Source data
PR #563, opened 2026-07-06
feat: Add diesel implementations of the `Queue` trait

spencewenski:
This PR adds support for `diesel` and `diesel-async` implementations of the `Queue` trait. Similar to the rust-postgres implementations, the sync and async implementations for diesel are nearly identical -- the only differences are which `RunQueryDsl` trait is used and that one requires `await`-ing DB results. This means, similar to the rust-postgres implementation, we can use a custom macro to generate the required code from the same shared logic.

A note about the diesel implementation: while `diesel` provides a way to execute raw SQL queries similar to `sqlx`/rust-postgres, it also has a more advanced DSL that provides better type safety at compile time. For example, we can generate Rust versions of SQL functions using the `declare_sql_function` macro that can be used used to invoke the SQL function with types checked at compile time. Using this approach means that the diesel queries are maintained separately from the `sqlx`/rust-postgres query strings; however, in my opinion benefit of the additional type safety outweighs the downside of the duplication. An additional benefit of using the `declare_sql_function` macro is the functions can be exported from the `pgmq` crate to provide direct access to typed versions of the the PGMQ functions to consumers if they don't want to use the `Queue` trait.


ChuckHend:
>  the diesel queries are maintained separately from the sqlx/rust-postgres query strings

are those queries in this PR or are they coming in later? I was looking for the duplication but can't seem to find it.

spencewenski:
> > the diesel queries are maintained separately from the sqlx/rust-postgres query strings
> 
> are those queries in this PR or are they coming in later? I was looking for the duplication but can't seem to find it.

The queries I’m referring to are in `pgmq-rs/src/queue/diesel/query.rs` and the related functions in `pgmq-rs/src/queue/diesel/sql.rs`. They’re typed queries with diesel’s DSL vs the string queries used by sqlx and rust-postgres.

The duplication in this context is that the diesel implementation uses a different approach to construct queries vs reusing the query strings from the sqlx and rust-postgres implementations. If you would prefer to reuse the query strings, let me know; it would be possible to reuse them using diesel’s `sql_query` function.

ChuckHend (approved):
@spencewenski, ok I see now. I think that makes sense to use `declare_sql_function` in this case. No need to change it. Thanks for explaining.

EXERCISE DETAILS:
Your answer should consist of every record, printed exactly as given.

TASK ANSWER:
PR #563, opened 2026-07-06
feat: Add diesel implementations of the `Queue` trait

spencewenski:
This PR adds support for `diesel` and `diesel-async` implementations of the `Queue` trait. Similar to the rust-postgres implementations, the sync and async implementations for diesel are nearly identical -- the only differences are which `RunQueryDsl` trait is used and that one requires `await`-ing DB results. This means, similar to the rust-postgres implementation, we can use a custom macro to generate the required code from the same shared logic.

A note about the diesel implementation: while `diesel` provides a way to execute raw SQL queries similar to `sqlx`/rust-postgres, it also has a more advanced DSL that provides better type safety at compile time. For example, we can generate Rust versions of SQL functions using the `declare_sql_function` macro that can be used used to invoke the SQL function with types checked at compile time. Using this approach means that the diesel queries are maintained separately from the `sqlx`/rust-postgres query strings; however, in my opinion benefit of the additional type safety outweighs the downside of the duplication. An additional benefit of using the `declare_sql_function` macro is the functions can be exported from the `pgmq` crate to provide direct access to typed versions of the the PGMQ functions to consumers if they don't want to use the `Queue` trait.


ChuckHend:
>  the diesel queries are maintained separately from the sqlx/rust-postgres query strings

are those queries in this PR or are they coming in later? I was looking for the duplication but can't seem to find it.

spencewenski:
> > the diesel queries are maintained separately from the sqlx/rust-postgres query strings
> 
> are those queries in this PR or are they coming in later? I was looking for the duplication but can't seem to find it.

The queries I’m referring to are in `pgmq-rs/src/queue/diesel/query.rs` and the related functions in `pgmq-rs/src/queue/diesel/sql.rs`. They’re typed queries with diesel’s DSL vs the string queries used by sqlx and rust-postgres.

The duplication in this context is that the diesel implementation uses a different approach to construct queries vs reusing the query strings from the sqlx and rust-postgres implementations. If you would prefer to reuse the query strings, let me know; it would be possible to reuse them using diesel’s `sql_query` function.

ChuckHend (approved):
@spencewenski, ok I see now. I think that makes sense to use `declare_sql_function` in this case. No need to change it. Thanks for explaining.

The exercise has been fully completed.